The documentary THE OPPOSITE OF GRAY, which you made together with the group ‚Right to the City Ruhr‘, shows precisely such initiatives.

Together with people from the Ruhr area, who deal with the questions of rents, housing, but also free spaces, the idea came up to introduce different Ruhr area groups and relate them to one another. The idea behind it is that initiatives, who also work in a wide range of fields, are getting to know each other and that they realize beyond this difference: there are in fact many who try something at their respective location, in their cities. We have concentrated on five places: Dortmund, Bochum, Essen, Duisburg and Oberhausen.

The 20 initiatives presented cover an astonishingly broad spectrum – from groups who occupy vacancies to community supported agriculture. The question is: How do we organize ourselves as people, as a society? There are small but nice examples of how to make something different. This may be a bookshop that works as a collective, or a cooperative that allows different people to live together permanently, safely and fairly well. What can be seen in the film is the wide range of approaches and the diversity of the initiatives that intervene in the urban space.
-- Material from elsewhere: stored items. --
Issue #8618, opened 2020-02-07
Let user configure the conversion timeout in config file


tdjac0bs:
**Is your feature request related to a problem? Please describe.**
In complex slides it takes more then 7s to convert, causing "empty pages".

**Describe the solution you'd like**
Expose the value hardcoded ( https://github.com/bigbluebutton/bigbluebutton/blob/master/bbb-common-web/src/main/java/org/bigbluebutton/presentation/imp/SvgImageCreatorImp.java#L32 )  in the `bigbluebutton.properties` config file .

tdjac0bs:
A workaround ( if you absolutelly need it working ) can be:

```sh

mv /usr/bin/timeout /usr/bin/timeout.original

echo '#!/bin/bash
set -e
${@:2}
' > /usr/bin/timeout

chmod 755 /usr/bin/timeout

```

PS: this will disable the timeout command in your entire linux box, so use with caution.

PR #11750, opened 2021-03-25
Quick fix to avoid empty slides

tdjac0bs:
This PR reduces the impact of #8618 by increasing hardcoded timeout from 7s to 60s

A subsequent PR is going to be sent by @gustavotrott to:

-> Make this timeout configurable;
-> Add a log telling that timeout happened

### DIFF
--- a/bbb-common-web/src/main/java/org/bigbluebutton/presentation/imp/SvgImageCreatorImp.java
+++ b/bbb-common-web/src/main/java/org/bigbluebutton/presentation/imp/SvgImageCreatorImp.java
@@ -29,8 +29,8 @@ public class SvgImageCreatorImp implements SvgImageCreator {
     private SwfSlidesGenerationProgressNotifier notifier;
     private long imageTagThreshold;
     private long pathsThreshold;
-    private String convTimeout = "7s";
-    private int WAIT_FOR_SEC = 7;
+    private String convTimeout = "60s";
+    private int WAIT_FOR_SEC = 60;
 	private String BLANK_SVG;
 
     @Override


geraldh:
Increasing the timeout does not fix all cases - unfortunately!

I've a bigger presentation pdf where two slides are always failing - when called from inside BBB but not on the the CLI ??

From the CLI: (the same command is issued from BBB while converting the pdf)
```
time timeout 7s /bin/sh -c "pdftocairo -r  300 -svg -q -f 97 -l 97 presentation.pdf slide97.svg"

real	0m7.420s
user	0m7.362s
sys	0m0.058s
```
- timeout is patched similar to #8618 and does not stop the job (real 7.4 sec)
- the resulting slide97.svg is 9MB big and okay

When called from inside BBB while uploading and converting the presentation pdf - the resulting slide97.svg
- has only 277 Bytes
- has an odd creation date - some months ago
- contains only:
```
<?xml version="1.0" encoding="utf-8"?>
<svg version="1.1" id="Layer_1" xmlns="http://www.w3.org/2000/svg" xmlns:xlink="http://www.w3.org/1999/xlink" x="0px" y="0px"
	 viewBox="0 0 841.89 595.28" style="enable-background:new 0 0 841.89 595.28;" xml:space="preserve">
</svg>
```

Does anybody have an idea what's going on here?

geraldh:
I've added a comment to #11771 - patching only /usr/bin/timeout is not enough.

But this PR should really fix my problem.

geraldh:
Please merge/backport to 2.2 also.

PR #11755, opened 2021-03-25
Remove black border on video resize

ramonlsouza:
### What does this PR do?

Removes black border that could appear when webcam video is being resized


prlanzarin:
Was this tested with endpoints which don't necessarily have 4:3 aspect ratio? (eg mobile phones on portrait mode, 16:9 cameras, ...).

There's a reason we had letter-boxing (`contain`) and it was so that streams of variable sizes would be fully displayed instead of cropped. Does cover preserve that behavior?

antobinary:
Thanks for bringing this up, @prlanzarin . We did not test these cases. After talking with you directly the conclusion was to revert this 1-liner.
Thanks for the work, @ramonlsouza though!

PR #11758, opened 2021-03-26
Move connection-status to nav-bar

pedrobmarin:
This is a set of changes we did on [Elos](https://elos.vc) to improve user's connection status
feedback both from technical and user experience perspectives.

The effect produced by the notification bar, pushing down all the user interface,
was quite annoying. Based on different products solutions, we transformed the
connection status feedback in a permanent color-dynamic button.

critical
warning

The button has 4 states:
- stable (green)
- warning (purple) and here comes the first **IMPORTANT** note:
**purple is BigBlueButton's default warning color**. Personally I
recommend the design advisors to rethink on that.
- critical (red)
- offline (light grey) **new addition to button's pallete**

This button opens the connection status modal for all users (previous
version was moderators only). Moderators will have the same list of
connections issues they had before and viewers will only have details
on their own connection. Another addition to this modal is a shortcut
for the data-savings settings, something we felt was way to important
regarding connection improvement to be hidden in the general settings.

Screenshot_2021-03-26 BigBlueButton - random-9564109

Along with the textual information within this modal there is a configurable
URL that can be used to improve user's documentation on connection
problems (notice that this was already in BigBlueButton even before we
included the first version of this modal). We kept this idea because there
is a lot of value on it. In Elos we use it to direct to one of our FAQ sections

In the end of March the film will make a small tour through the Ruhr area. Do you think it will work beyond the region, too?

I do not come as a filmmaker and do something about the Ruhr area, but I am actively co-working with people in the Ruhr area. Again, I couldn’t help but notice how strong the activists‘ desire here is, who say: ‚We need this for our own sake.‘ We will also travel throughout Europe with this film translated into English. Probably there are also approaches and groups in other cities, that we don’t know yet, in the Ukraine or in the post-industrial England. From our own local perspective, we often feel only the supposed insignificance and the troubles experienced at first hand and we underestimate their relevance. But it is a matter of great social processes that take place all over Europe and around the world.